> [TASK ITEM]:
Match on the string "phpweb" in the entries below and return every matching line.

::: EXERCISE INPUTS :::

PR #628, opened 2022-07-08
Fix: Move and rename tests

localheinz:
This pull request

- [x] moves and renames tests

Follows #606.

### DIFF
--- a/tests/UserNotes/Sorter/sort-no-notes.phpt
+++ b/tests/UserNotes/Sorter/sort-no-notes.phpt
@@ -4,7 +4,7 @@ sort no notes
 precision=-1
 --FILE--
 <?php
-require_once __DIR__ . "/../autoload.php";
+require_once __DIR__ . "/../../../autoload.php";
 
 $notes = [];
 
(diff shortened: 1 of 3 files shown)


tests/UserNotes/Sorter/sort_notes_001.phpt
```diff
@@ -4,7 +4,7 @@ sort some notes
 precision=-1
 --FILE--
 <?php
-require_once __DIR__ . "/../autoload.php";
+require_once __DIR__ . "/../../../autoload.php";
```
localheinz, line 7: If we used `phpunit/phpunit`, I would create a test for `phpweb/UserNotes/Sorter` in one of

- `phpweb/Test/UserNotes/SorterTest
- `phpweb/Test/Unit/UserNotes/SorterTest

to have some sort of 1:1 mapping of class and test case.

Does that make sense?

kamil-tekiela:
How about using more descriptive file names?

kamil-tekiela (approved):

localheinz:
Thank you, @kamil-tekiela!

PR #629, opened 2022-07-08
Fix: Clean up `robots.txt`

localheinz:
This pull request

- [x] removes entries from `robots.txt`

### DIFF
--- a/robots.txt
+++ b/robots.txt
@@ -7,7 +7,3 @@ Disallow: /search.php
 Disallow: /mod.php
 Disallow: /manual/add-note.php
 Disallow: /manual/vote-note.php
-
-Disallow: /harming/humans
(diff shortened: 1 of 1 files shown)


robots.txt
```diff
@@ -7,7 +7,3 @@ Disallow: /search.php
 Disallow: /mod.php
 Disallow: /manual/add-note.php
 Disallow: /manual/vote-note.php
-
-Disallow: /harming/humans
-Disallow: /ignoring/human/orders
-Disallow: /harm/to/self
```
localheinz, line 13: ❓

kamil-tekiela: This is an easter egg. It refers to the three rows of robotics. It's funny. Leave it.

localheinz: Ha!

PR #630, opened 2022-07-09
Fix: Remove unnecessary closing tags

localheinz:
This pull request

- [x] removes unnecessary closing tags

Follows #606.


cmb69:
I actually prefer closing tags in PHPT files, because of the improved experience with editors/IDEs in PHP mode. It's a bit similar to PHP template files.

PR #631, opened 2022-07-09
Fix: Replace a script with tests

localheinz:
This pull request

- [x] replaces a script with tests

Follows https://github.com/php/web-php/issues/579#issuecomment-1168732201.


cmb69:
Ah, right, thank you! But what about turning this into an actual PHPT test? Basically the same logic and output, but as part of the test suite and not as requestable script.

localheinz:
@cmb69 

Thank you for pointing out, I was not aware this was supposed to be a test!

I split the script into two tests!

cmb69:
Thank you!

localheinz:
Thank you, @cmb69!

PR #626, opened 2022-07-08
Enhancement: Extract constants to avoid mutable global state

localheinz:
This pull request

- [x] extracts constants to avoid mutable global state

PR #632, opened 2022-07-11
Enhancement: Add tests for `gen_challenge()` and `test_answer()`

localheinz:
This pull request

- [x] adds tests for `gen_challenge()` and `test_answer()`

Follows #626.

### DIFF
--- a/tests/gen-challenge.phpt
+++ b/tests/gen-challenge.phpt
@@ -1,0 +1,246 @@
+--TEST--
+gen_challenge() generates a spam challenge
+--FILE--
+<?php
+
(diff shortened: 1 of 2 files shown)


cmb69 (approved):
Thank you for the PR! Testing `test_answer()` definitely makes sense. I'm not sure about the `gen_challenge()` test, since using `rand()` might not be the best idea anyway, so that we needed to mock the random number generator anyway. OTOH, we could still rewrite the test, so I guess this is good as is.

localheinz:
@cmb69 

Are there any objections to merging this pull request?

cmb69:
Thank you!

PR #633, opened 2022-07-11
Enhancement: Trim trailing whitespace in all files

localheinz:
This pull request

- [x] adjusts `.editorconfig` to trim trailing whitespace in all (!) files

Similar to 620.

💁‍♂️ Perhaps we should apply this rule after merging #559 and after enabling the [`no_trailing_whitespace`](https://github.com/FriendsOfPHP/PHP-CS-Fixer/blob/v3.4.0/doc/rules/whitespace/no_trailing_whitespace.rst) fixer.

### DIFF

:::

> [RESPONSE FOR THIS EXERCISE]:
localheinz, line 7: If we used `phpunit/phpunit`, I would create a test for `phpweb/UserNotes/Sorter` in one of
- `phpweb/Test/UserNotes/SorterTest
- `phpweb/Test/Unit/UserNotes/SorterTest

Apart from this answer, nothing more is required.